The broader context makes the 296 even more interesting. The supercar market is full of capable machines, but very few manage to feel truly meaningful. Plenty are fast. Plenty are expensive. Fewer are memorable. Ferrari’s advantage has always been its ability to give performance a sense of occasion. A Ferrari should feel like more than transport. It should feel like an event, even before the engine wakes up. The way you approach a 296 GTB in the garage, or drop the roof on a 296 GTS before a sunrise drive, is part of that experience.

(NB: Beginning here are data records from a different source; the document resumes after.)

PR #771, opened 2023-11-23
Allow URLs with only a docID #768

### LINKED ISSUE #768: Allow URLs with only a docID
As a user, It would make sense to me that `https://mysite.grist.mydomain.com/o/docs/{docID}` would be enough for Grist to redirect me to the document (redirecting to the first page of the document sounds like a sensible default) instead of hitting me with a "Document not found" error. It would also make for smaller URLs which is always nice.

Why do we need to add the document title to the URL ? It it for security reasons ?

As always, happy to implement if we get your go-ahead :)

fflorent:
# Context

Resolves #768 

We would like to open documents using URL of this form:
`https://mysite.grist.mydomain.com/o/docs/{docID}`

But we get a 404 error. We have to add a slug, like `https://mysite.grist.mydomain.com/o/docs/{docID}/whatever`.

# Proposed solution

Make everything optional after the docId optional through the express Regex

# Manual tests

I tested the following URLs:
 - `https://mysite.grist.mydomain.com/o/docs/{docID}`
 - `https://mysite.grist.mydomain.com/o/docs/{docID}/` (with the trailing slash)
 - `https://mysite.grist.mydomain.com/o/docs/{docID}/{slug}`
 - `https://mysite.grist.mydomain.com/o/docs/{docID}/{slug}/{remainder}` (where `{remainder has the form `/p/:pageId`)
 - `https://mysite.grist.mydomain.com/o/docs/{docID}/{wrongSlug}`
 - `https://mysite.grist.mydomain.com/o/docs/{docID}/{wrongSlug}/{remainder}`

### DIFF
--- a/app/server/mergedServerMain.ts
+++ b/app/server/mergedServerMain.ts
@@ -144,12 +144,12 @@ export async function main(port: number, serverTypes: ServerType[],
         server.addDocApiForwarder();
       }
       server.addJsonSupport();
+      await server.addTelemetry();
       await server.addLandingPages();
       // todo: add support for home api to standalone app
       server.addHomeApi();
       server.addBillingApi();
       server.addNotifier();
-      await server.addTelemetry();
       await server.addHousekeeper();
       await server.addLoginRoutes();
       server.addAccountPage();
--- a/app/server/mergedServerMain.ts
+++ b/app/server/mergedServerMain.ts
@@ -144,12 +144,12 @@ export async function main(port: number, serverTypes: ServerType[],
         server.addDocApiForwarder();
       }
       server.addJsonSupport();
-      await server.addTelemetry();
       await server.addLandingPages();
       // todo: add support for home api to standalone app
       server.addHomeApi();
       server.addBillingApi();
       server.addNotifier();
+      await server.addTelemetry();
       await server.addHousekeeper();
       await server.addLoginRoutes();
       server.addAccountPage();
--- a/test/server/lib/Authorizer.ts
+++ b/test/server/lib/Authorizer.ts
@@ -111,7 +111,6 @@ describe('Authorizer', function() {
 
   it('viewer loads document without slug in the URL', async function () {
     const docId = docs.Bananas.id;
-    console.log('docId = ', docId);
     const resp = await axios.get(`${serverUrl}/o/pr/${docId}`, chimpy);
     assert.equal(resp.status, 200);
   });
--- a/test/server/lib/Authorizer.ts
+++ b/test/server/lib/Authorizer.ts
@@ -101,40 +101,47 @@ describe('Authorizer', function() {
   it.skip("viewer gets redirect by title", async function() {
     const resp = await axios.get(`${serverUrl}/o/pr/doc/Bananas`, chimpy);
     assert.equal(resp.status, 200);
-    assert.equal(getGristConfig(resp.data).assignmentId, 'sample_6');
-    assert.match(resp.request.res.responseUrl, /\/doc\/sample_6$/);
+    assert.equal(getGristConfig(resp.data).assignmentId, 'sampledocid_6');
+    assert.match(resp.request.res.responseUrl, /\/doc\/sampledocid_6$/);
     const resp2 = await axios.get(`${serverUrl}/o/nasa/doc/Pluto`, chimpy);
     assert.equal(resp2.status, 200);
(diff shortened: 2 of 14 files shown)


fflorent:
I found out why the tests fail, this is due to the fact that the new route conflicts with the one of the `support-grist` page:

https://github.com/gristlabs/grist-core/blob/87228e9c7444e13dfe23df7c4d837dec6b712e71/app/server/lib/Telemetry.ts#L189

app/server/mergedServerMain.ts
```diff
@@ -144,12 +144,12 @@ export async function main(port: number, serverTypes: ServerType[],
         server.addDocApiForwarder();
       }
       server.addJsonSupport();
+      await server.addTelemetry();
```
fflorent, line 147: This is how I stupidly fix the issue with `/support-grist`. I let this method preempt `addLandingPage` (which calls `addAppEndpoint` with the changes above).

However I feel uncomfortable, as I wonder if there could not be other pages which would also be impacted.

Would that make any sense to move that at the end of the condition branch (i.e. after the call to `server.addInstallEndpoints()`)?

fflorent:
Thanks in advance for your review @paulfitz :pray:
Also is there any place somewhere I could add tests to check that it redirects correctly?

app/server/mergedServerMain.ts
paulfitz: I think back when the doc landing pages were added, we were careful to keep landing page lengths less than 12 to avoid this kind of potential collision. I'd be ok treating exceptions that have crept in as bugs to be fixed. @georgegevoian what do you think about renaming `/support-grist` to `/support/grist` or similar?

georgegevoian: > I think back when the doc landing pages were added, we were careful to keep landing page lengths less than 12 to avoid this kind of potential collision. I'd be ok treating exceptions that have crept in as bugs to be fixed. @georgegevoian what do you think about renaming `/support-grist` to `/support/grist` or similar?

Maybe just `/support` for now? We could switch to `/support/foo` once we have multiple sub-pages.

paulfitz:
> Thanks in advance for your review @paulfitz 🙏 Also is there any place somewhere I could add tests to check that it redirects correctly?

Hmm the now skipped test here is somewhat related (there was a feature where documents were accessible by title):
https://github.com/gristlabs/grist-core/blob/7d57114d2140963e48fd13f5e2135af202b2cee5/test/server/lib/Authorizer.ts#L101-L110

I'm not actually seeing a focused set of tests for document URL redirection.

Btw, is it insufficient for your purposes to open docs at `https://mysite.grist.mydomain.com/o/docs/doc/{docID}` (note the extra `doc`)?

app/server/mergedServerMain.ts
paulfitz: Sounds ok to me. The meaning of "support" is a bit ambiguous, but that might be useful if we grow a management panel or similar. @fflorent are you comfortable making this change or should we do it?

fflorent:
> Hmm the now skipped test here is somewhat related (there was a feature where documents were accessible by title):

Thanks @paulfitz, I could manage to make a test.
I had to change the template for the doc Id's used by the test in order to have a length greater than 12. It used to be `sample_NUM`, now it is `sampledocid_NUM`.

Hope that's OK :)

test/server/lib/Authorizer.ts
```diff
@@ -101,48 +101,55 @@ describe('Authorizer', function() {
...
     assert.equal(resp2.status, 200);
-    assert.equal(getGristConfig(resp2.data).assignmentId, 'sample_2');
-    assert.match(resp2.request.res.responseUrl, /\/doc\/sample_2$/);
+    assert.equal(getGristConfig(resp2.data).assignmentId, 'sampledocid_2');
+    assert.match(resp2.request.res.responseUrl, /\/doc\/sampledocid_2$/);
+  });
+
+  it('viewer loads document without slug in the URL', async function () {
+    const docId = docs.Bananas.id;
+    console.log('docId = ', docId);
```
paulfitz, line 114: Can you remove this `console.log`?

paulfitz (commented):
Looks good, tiny comment, thanks @fflorent

test/server/lib/Authorizer.ts
fflorent: Oops, done!

paulfitz (approved):
Thanks @fflorent

PR #54, opened 2024-01-09
feat: Allow limited functions to users who have server scripts disabled

surajshetty3416:
Allow limited functions to users who have server scripts disabled

```
frappe.db.count
frappe.db.exists
frappe.db.get_all (alias of safe_get_all)
frappe.db.get_list (alias of safe_get_all)
frappe.make_get_request (alias of make_safe_get_request)
frappe.get_doc (alias of get_doc_as_dict)
frappe.get_cached_doc (alias of get_cached_doc_as_dict)
```

### DIFF
--- a/builder/utils.py
+++ b/builder/utils.py
@@ -8,7 +8,8 @@ from frappe.utils.safe_exec import (
 	NamespaceDict,
 	get_python_builtins,
 	safe_exec_flags,
-	get_safe_globals
+	get_safe_globals,
+	SERVER_SCRIPT_FILE_PREFIX
 )
 
 from RestrictedPython import compile_restricted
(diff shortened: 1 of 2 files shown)


builder/utils.py
```diff
@@ -0,0 +1,115 @@
...
+):
+	exec_globals = get_safer_globals()
+	if _globals:
+		exec_globals.update(_globals)
+
+	with safe_exec_flags():
+		# execute script compiled by RestrictedPython
+		exec(
+			compile_restricted(
+				script, filename="<data-script>", policy=FrappeTransformer
```
ankush, line 109: Add a name here so it's easy to read. 

Also use `serverscript` somewhere in filename. it's used by QB to check if you're in server script or not.

ankush: https://github.com/ankush/frappe/blob/a6e2c38635e3dbc3a92fc7b5ad0b6013aecbf15c/frappe/query_builder/utils.py#L127-L128

surajshetty3416: https://github.com/frappe/builder/pull/54/commits/bdf9213ed2db52a744b9cfa6039d0415c7aad7bf

PR #79, opened 2024-02-21
feat: Page templates

surajshetty3416:
- Create new page from predefined template


surajshetty3416:
Merging this since this has usable block templates & refactored code. Page templates will be disabled/inactive for now till we have good templates.

federicocalvo:
@surajshetty3416 This PR was the most important pr as far as the masses were concerned. Because it allowed you to start from a base, see good examples, etc., it is still a very difficult tool for end users, even for advanced users.

While the blocks obviously solved or come to solve, I think this was at another level, and would greatly slow down the adoption.

Hopefully they will resume this, the example that was very good, I imagine that having 3 of these, it would be crazy to explore them, use creativity, etc..

PR #109, opened 2024-03-12
refactor: enable change tracking on Builder Pages

batonac:
In the future, it would be great to have a UI for versioning management, but for now, I think we should start tracking changes, so there's some kind of fallback when things to awry.

### DIFF
--- a/builder/builder/doctype/builder_page/builder_page.json
+++ b/builder/builder/doctype/builder_page/builder_page.json
@@ -170,5 +170,6 @@
  "sort_field": "modified",
  "sort_order": "DESC",
  "states": [],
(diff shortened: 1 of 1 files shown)


surajshetty3416:
Hi @batonac,

Every minor change is auto saved in builder (except for component) hence having versions for all of them will be point less. I'll suggest not enable this right now as it'll take lot of space in the db which is mostly unnecessary.

I do have a plan to introduce some kind of versioning (kind of similar to google docs... a good chunk of changes can be part of single version.

batonac:
Makes sense. Thanks for the clarification!

Issue #96, opened 2024-03-05
Bug: multiline text element is translated as two separate elements


the3dfox:
Awesome new text style feature including h1, h2... 

I see a problem though when having a line break in a text element:

![image](https://github.com/frappe/builder/assets/84663901/44d81745-7c35-4578-883f-802ee2bab956)

this translates to two separate elements though:
![image](https://github.com/frappe/builder/assets/84663901/4e132e4c-1bef-4b48-857a-f7db5d7c2685)

Which is especially problematic when the text is a heading, because the result is acutally two headings:
![image](https://github.com/frappe/builder/assets/84663901/fb15eb9d-5cc6-4797-8530-54bd098f4d5f)

valid implementations seem to be:

`<h1>Line 1 <br/> Line 2</h1>`
`<h1>Line 1<br>Line 2</h1>`
`<h1>Line 1 <span style = "display: block;">Line 2</span></h1>`

results can be checked here:
https://www.seoreviewtools.com/html-headings-checker/

PR #142, opened 2024-05-05
fix: Update tag on toggling heading

surajshetty3416:
Previously, we used to wrap content inside new heading tags and update innerHTML (using tiptap's utility function) instead of updating the main block's element. This fix will update the tag of the main text block.

**Before:** 
Screenshot 2024-05-05 at 4 03 43 PM

**After:**
Screenshot 2024-05-05 at 4 02 16 PM

**Note:** To use this fix, you'll have to recreate your heading block.

closes: https://github.com/frappe/builder/issues/96


surajshetty3416:
@mergifyio backport master

PR #164, opened 2024-05-29
fix: Allow dynamic styles using Data Key

surajshetty3416:
This feature allows us to fetch dynamic value for a CSS property

https://github.com/frappe/builder/assets/13928957/30c9f59c-2132-4457-b5b7-154e7c4e64cb


surajshetty3416:
@mergifyio backport master

PR #170, opened 2024-06-10
fix: Add rel="nofollow" attribute to indicate not to follow that link

surajshetty3416:
To prevent search engines from crawling editor link.


surajshetty3416:
@mergifyio backport master

PR #200, opened 2024-08-16
fix: consider configured builder app path in builder page link

ruchamahabal:
The "Open in Builder" link does not honor configured builder path from site config

https://github.com/user-attachments/assets/8b740a3f-3dc5-4826-aeea-a0dde0c22252


surajshetty3416:
Fixed with https://github.com/frappe/builder/commit/a4a576128b01a2df942dddeba971039c84431229. It did not require additional request. 

Since the approach was different, committed it directly instead of pushing here.

PR #203, opened 2024-08-23
fix: generate the route value only if self.route is empty

omkardeekonda:
Creating this PR to allow route auto-generation only if the route is not already set.

To maintain all the builder pages in the repository we used the `bench export-fixtures` option.
Upon using the `bench migrate` on production environment all the routes auto-generated. Routes from the fixtures are not picked up.
To resolve the issue added a check in the `before_insert` method of `builder_page.py`.
This is to ensure that the fixtures import doesn't mess up the routes.


surajshetty3416 (approved):

omkardeekonda:
Thanks for merging @surajshetty3416 :+1:

PR #223, opened 2024-10-19
fix: Misc

surajshetty3416:
- Avoid text selection while container resize or color selection
- Show current color inside color selector
- Fixed the conversion of selected text to link feature


surajshetty3416:
@Mergifyio backport master

PR #304, opened 2025-01-27
feat: Show drop target placeholder during drag & drop

ruchamahabal:
### Before:

Hard to figure out where my component/block will drop

https://github.com/user-attachments/assets/a6491ec2-220f-4d44-830a-86377288a3d8

### After:

Porting from studio: https://github.com/frappe/studio/pull/14 & https://github.com/frappe/studio/pull/15

Shows a placeholder for drag target

https://github.com/user-attachments/assets/209b16a4-0ff3-4bf8-b4db-ea47fee22b23

Flips placeholder orientation as per layout direction — column/row to avoid too much layout shifting and follow general flow of elements in the container. Eg: This is a Quick Stack with flex direction = row, so elements will be added vertically, so placeholder flips accordingly

https://github.com/user-attachments/assets/9822e2c7-b27a-465c-9efc-05292fbf8967

### How

**dragstart**

- Inserts a placeholder div in DOM on dragstart (dashed border with some margin to differentiate it from the selected block borders)

**dragover**
- Finds the parent block (that can have children) based on mouse position
- Finds the exact index at which to drop the component/block
	- Finds midpoints of all child elements as per layout direction
	- Finds the closest child to the mouse position
	- If the mouse is to the left/top of the midpoint, inserts placeholder before that child
	- If the mouse is to the right/below the midpoint, inserts placeholder after that child
	- Index defaults to end of the parent container if no children are found
- updates drag state in store

**drop**
- fetches state from store, inserts the element at that position

**dragend**
- resets drag state
- removes placeholder from DOM

<hr>

- [ ] Handle/refactor replace block case
- [ ] Handle sensitivity while dropping on shared edges between 2 blocks 
- [ ] Test grid layouts

### DIFF
--- a/frontend/src/components/BlockEditor.vue
+++ b/frontend/src/components/BlockEditor.vue
@@ -52,6 +52,7 @@ const showResizer = computed(() => {
 	return (
 		!props.block.isRoot() &&
 		!props.editable &&
+		!store.isDragging &&
 		isBlockSelected.value &&
 		!blockController.multipleBlocksSelected() &&
 		!props.block.getParentBlock()?.isGrid() &&
@@ -93,6 +94,7 @@ const showPaddingHandler = computed(() => {
 	return (
 		isBlockSelected.value &&
 		!resizing.value &&
+		!store.isDragging &&
 		!props.editable &&
 		!blockController.multipleBlocksSelected() &&
 		!props.block.isSVG() &&
@@ -104,6 +106,7 @@ const showMarginHandler = computed(() => {
 	return (
 		isBlockSelected.value &&
 		!props.block.isRoot() &&
+		!store.isDragging &&
 		!resizing.value &&
 		!props.editable &&
 		!blockController.multipleBlocksSelected() &&
@@ -120,6 +123,7 @@ const showBorderRadiusHandler = computed(() => {
 		!props.block.isSVG() &&
 		!props.editable &&
 		!resizing.value &&
+		!store.isDragging &&
 		!blockController.multipleBlocksSelected()
 	);
 });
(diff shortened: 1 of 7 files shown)


surajshetty3416:
Awesome!

---

Few additional things to take care of
- [ ] Fix drop in other breakpoints
- [ ] Fix dragImage while dragging the edge of a template
	
	https://github.com/user-attachments/assets/263da1e1-2c54-4771-bae4-feeb475a9129
- [ ] this flicker... possible to fix?
	
	https://github.com/user-attachments/assets/527addaa-c4b9-456f-aa57-3972268c4a08

ruchamahabal:
> Fix drop in other breakpoints

https://github.com/user-attachments/assets/3833b5bb-9eba-4a57-926d-3aa10f2c99df

>  Fix dragImage while dragging the edge of a template

https://github.com/user-attachments/assets/29fa95ca-d429-4402-8228-bae3684a4fa0

>  this flicker... possible to fix?

Might not be fixed completely but drop target won't be recomputed if mouse isn't moving

https://github.com/user-attachments/assets/05bce8e1-4a24-4f06-bedf-77808da475dc

> Replace block

https://github.com/user-attachments/assets/538e71ab-2613-4a5e-91ae-709ee4530219

> File drop placeholder

https://github.com/user-attachments/assets/b897befa-224a-4b1e-8d8c-10e7bd419961

> Handle sensitivity while dropping on shared edges between 2 blocks
This & flickering is still not completely solved. Partially solved with skipping updates when mouse pointer does not move. Can be tackled later IG

surajshetty3416 (approved):

PR #325, opened 2025-03-17
fix: Hide edit icon for Website Users

bvisible:
This PR fixes an issue where the Builder edit icon was visible to users who don't have sufficient permissions to edit pages, such as Website Users. 

## Changes
- Added an additional check in the editor icon condition to hide it for Website Users
- The icon will now only be displayed for System Users who have the necessary privileges

## Why
Previously, the edit icon was being displayed for all logged-in users, including Website Users who don't have permission to use Builder. This was confusing as clicking the icon would lead them to an access denied page.

## Testing
- Login as a Website User and verify that the edit icon doesn't appear
- Login as a System User and verify that the edit icon still appears properly

### DIFF
--- a/builder/templates/generators/webpage_scripts.html
+++ b/builder/templates/generators/webpage_scripts.html
@@ -15,7 +15,7 @@
 {% endif %}
 {% if not preview %}
 <script>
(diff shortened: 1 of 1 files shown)


surajshetty3416:
@Mergifyio backport master

PR #423, opened 2025-10-20
feat: add block props and block js scripts

stravo1:
This PR introduces **block-level props** and **block-specific JavaScript scripts**.

Each block now has two new properties: **Block Script** and **Props**.

* **Block Script:**
  These are JavaScript code snippets associated with an individual block, unlike **Client Scripts** which apply to an entire page.
  Block Scripts make it easier to manage reactivity by eliminating the need for multiple Client Scripts and by localizing logic to the block itself.

  Within a Block Script, two special keywords are available:

  * `this`: Refers directly to the DOM node corresponding to the block.
    Example:

    ```js
    this.addEventListener('click', ...)
    ```

    attaches an event listener to the block itself.
  * `props`: Provides access to the properties passed to the block. Props are discussed below.

* **Props:**
  Props work similarly to those found in component-based JavaScript frameworks such as Vue or React. They serve as an interface between the “outside world” and the block script.

  There are three types of props:

  * **static** - Constant literal values.
  * **dynamic** - Derived from Data Scripts.
  * **inherited** - Passed down from parent blocks.

As mentioned earlier, props can be accessed within the Block Script using the `props` keyword.  
They can also be used as "Dynamic values" along side data from Data Scripts. In a component, Repeaters/Collections can use array/object std. props (discussed below), and in such cases all children of repeater/collection block receive default props named "item" in case of array or "key" and  "value in case of objects. These default props behave as any other prop and thus can also in turn be used as Dynamic value.
 

https://github.com/user-attachments/assets/abc54c12-afb6-477d-bb5f-82a83b2ed906

This addition brings some of the benefits of component-based frameworks into the builder.
By associating scripts and props directly with blocks (and therefore components), it becomes easier to create **reusable components** and **component libraries**.

#### Standard Props for Components:
Based on block props and block scripts, this PR also introduces "Standard Props for Components". Root block of each component can have special block props called "Standard Props". These props act as an interface between the component and the user. These props can be of various types (unlike normal block props which are always of type string) such as string, number, boolean, select, array and object. When a component with std. props is used in a page, the user gets a form where he/she can fill out the value for those std. props.
For eg:
- "Profile Card" component can have std. props like `Name`, `Description`, `Image URL`, etc. When this component is used in a page, the user simply fills those inputs and the Profile Card is ready.
Screenshot 2025-11-26 at 11 05 25 PM

https://github.com/user-attachments/assets/6cef3069-d62e-498f-9ee4-52dbe5b1590f

- "Navbar" component can have a std. prop named `Links` in which user puts a list of title and urls.

https://github.com/user-attachments/assets/7d3411c3-cc10-42fa-9f0a-cd3bd59f3513

- "Weather Card" can take just the location and show details automatically

https://github.com/user-attachments/assets/08664bbf-3627-4129-ae64-8531e2eca360

### DIFF
--- a/builder/builder/doctype/builder_page/builder_page.py
+++ b/builder/builder/doctype/builder_page/builder_page.py
@@ -332,6 +332,12 @@ class BuilderPage(WebsiteGenerator):
 			return True
 
 	def set_style_and_script(self, context):
+		builder_settings = frappe.get_cached_doc("Builder Settings", "Builder Settings")
+		if builder_settings.script:
+			context.setdefault("scripts", []).append(builder_settings.script_public_url)
+		if builder_settings.style:
+			context.setdefault("styles", []).append(builder_settings.style_public_url)
+
 		client_scripts = self.get("client_scripts") or []
 		for script in client_scripts:
 			script_doc = frappe.get_cached_doc("Builder Client Script", script.builder_script)
@@ -346,21 +352,15 @@ class BuilderPage(WebsiteGenerator):
 		if not context.get("_body_html"):
 			context._body_html = ""
 
-		if self.head_html:
-			context._head_html += self.head_html
-
-		if self.body_html:
-			context._body_html += self.body_html
-
-		builder_settings = frappe.get_cached_doc("Builder Settings", "Builder Settings")
-		if builder_settings.script:
-			context.setdefault("scripts", []).append(builder_settings.script_public_url)
-		if builder_settings.style:
-			context.setdefault("styles", []).append(builder_settings.style_public_url)
 		if builder_settings.head_html:
 			context._head_html += builder_settings.head_html
 		if builder_settings.body_html:
 			context._body_html += builder_settings.body_html
+
+		if self.head_html:
+			context._head_html += self.head_html
+		if self.body_html:
+			context._body_html += self.body_html
 
 		context["_head_html"] = render_template(context._head_html, context)
 		context["_body_html"] = render_template(context._body_html, context)
--- a/.github/workflows/on_release.yml
+++ b/.github/workflows/on_release.yml
@@ -15,9 +15,9 @@ jobs:
           fetch-depth: 0
           persist-credentials: false
       - name: Setup Node.js
-        uses: actions/setup-node@v2
+        uses: actions/setup-node@v4
         with:
-          node-version: 20
+          node-version: 24
       - name: Setup dependencies
         run: |
           npm install @semantic-release/git @semantic-release/exec --no-save
--- a/.github/workflows/server-tests.yml
+++ b/.github/workflows/server-tests.yml
@@ -41,14 +41,14 @@ jobs:
         uses: actions/checkout@v3
 
       - name: Setup Python
-        uses: actions/setup-python@v4
+        uses: actions/setup-python@v6
         with:
-          python-version: '3.10'
+          python-version: '3.14'
 
       - name: Setup Node
-        uses: actions/setup-node@v3
+        uses: actions/setup-node@v4
         with:
-          node-version: 18
+          node-version: 24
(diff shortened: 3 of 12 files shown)


stravo1:
Remaining features:

- [ ] Standard props in Component Root Block
- [ ] Reuse Block Scripts for Components instead of creating extra `<script>` tags
- [ ] Autocorrect in Block Script for "this" and "props"

builder/builder/doctype/builder_page/builder_page.py
```diff
@@ -488,10 +489,41 @@ def get_block_html(blocks):
...
+			props_obj_js = "{}" # to be passed as the prop obj in block script
+			props_with_successors = []
+   
+			if block.get("props"):
+       
+				# collect all key:value pairs
+				props_js = []
+				props_jinja = []
+    
+				for key, value in block.get("props", {}).items():
```
stravo1: use prop_name, prop_value for better readability

builder/builder/doctype/builder_page/builder_page.py
```diff
@@ -800,6 +869,20 @@ def resolve_path(path):
 	return original_resolve_path(path)
 
 
+def get_interpreted_prop_value(prop, data_key, map_of_inherited_props):
+	prop_value = prop["value"]
+	prop_type = prop["type"]
+
+	if prop_value == "" or prop_value is None:
+		return "undefined"
```
stravo1: empty string should not be interpreted as undefined

frontend/src/components/BlockProperties.vue
```diff
@@ -102,6 +120,22 @@ const getFilteredProperties = (section: PropertySection) => {
 	});
 };
 
+const getFilteredPropertiesDynamic = (section: PropertySectionDynamic) => {
```
stravo1: unify with existing "static" functions?

frontend/src/components/BlockPropertySections/StandardPropsInputSection.ts
```diff
@@ -0,0 +1,103 @@
...
+			getProps,
+			searchKeyWords: propKey,
+		});
+	}
+	console.log("standard props sections: ", sections);
+	return sections;
+};
+
+export default {
+	name: "Standard Props",
```
stravo1: Change section name

frontend/src/components/BuilderBlock.vue
```diff
@@ -116,19 +116,33 @@ const attributes = computed(() => {
...
 		props.block.dynamicValues
 			?.filter((dataKeyObj: BlockDataKey) => {
 				return dataKeyObj.type === "attribute";
 			})
 			?.forEach((dataKeyObj: BlockDataKey) => {
 				const property = dataKeyObj.property as string;
-				attribs[property] =
-					getDataForKey(props.data as Object, dataKeyObj.key as string) ?? attribs[property];
+				let value;
+				if (dataKeyObj.comesFrom === "dataScript") {
```
stravo1: same here, just like `frontend/src/components/BlockHTML.vue`, we need check `comesFrom == "prop"` first

frontend/src/components/PropsDependencyEditor.vue
```diff
@@ -0,0 +1,288 @@
...
+				:make-fixed="true"
+				fix-to=".props-popover-content"
+				class="w-full [&>.form-input]:border-none [&>.form-input]:hover:border-none [&>div>input]:text-xs"
+				v-bind="events"
+				ref="autoCompleteRef"
+				placeholder="Prop Name"
+				:modelValue="key"
+				:getOptions="getAutocompleteOptions"
+				@update:modelValue="
+					(option) => {
```
stravo1: can be extracted out to a handler func?

PR #619, opened 2026-06-02
feat: redirect from data script

pratikb64:
### What
Adds the ability to redirect a page visitor to any URL from within a page **Data Script**.

    # example
    redirect("/login")          # 302 by default
    redirect("/login", 301)   # optional custom status code

### Why
Data scripts already run server-side on every render and can branch on the
session/user, but there was no way to send the visitor elsewhere. This closes that gap with a one-line helper.

### How
- Injects a `redirect(location, http_status_code=302)` helper into the page
  data script namespace. When called during an actual page render it sets
  `frappe.local.flags.redirect_location` and raises `frappe.Redirect`, which the
  Frappe website renderer turns into a real HTTP redirect — entirely
  server-side

### Security
- `get_page_data` is split into a whitelisted wrapper (always
  `for_render=False`) and an internal `_get_page_data(for_render=True)` used
  only by the render path — so a client cannot trigger the redirect via the API.
- Pages with a `page_data_script` are now marked `no_cache`. A data script can
  branch on the user/session, so without this a render for one user could be
  cached and served to another, bypassing a conditional redirect (auth-bypass).
- Redirect targets come from author-written server-side Python (same trust
  level as any data script); external URLs are intentionally allowed.

### Tests
- `test_redirect_from_page_data_script`: asserts the rendered response is a
  302 to the target URL, and that the editor's `get_page_data()` call is a
  no-op returning empty data.

### DIFF
--- a/builder/builder/doctype/builder_page/builder_page.py
+++ b/builder/builder/doctype/builder_page/builder_page.py
@@ -262,7 +262,7 @@ class BuilderPage(WebsiteGenerator):
 				"Builder Settings", "Builder Settings", "disable_auto_dark_mode"
 			)
 
-		page_data = self.get_page_data()
+		page_data = self._get_page_data(for_render=True)
 		if page_data.get("title"):
 			context.title = page_data.get("page_title")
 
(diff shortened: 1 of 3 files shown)


surajshetty3416 (approved):

surajshetty3416:
@pratikb64 Update docs as well?

https://docs.frappe.io/builder/data-script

The 296 also arrives at a point where enthusiasts are increasingly looking for cars that still feel connected to the act of driving in an honest way. Modern technology can improve a car dramatically, but it can also make machines feel slightly too polished, too filtered, and too perfect. Ferrari’s challenge with the 296 is to use the technology without sanding away the edges that make a special car feel alive. When the car is driven properly, that balance becomes clear: the electronics are there to enhance your abilities and expand the envelope, not to isolate you from what’s happening.
For buyers who want more than just speed, the Ferrari 296 GTB and 296 GTS hit the right note. They are not trying to be the most rational objects in the garage. They are trying to be the most compelling. That is a very Ferrari mission. These cars ask the owner to care about emotion as much as engineering—and that is why they matter. They remind the market that a great performance car is not defined only by how efficiently it gets from one point to another. It is defined by how completely it makes the journey feel alive.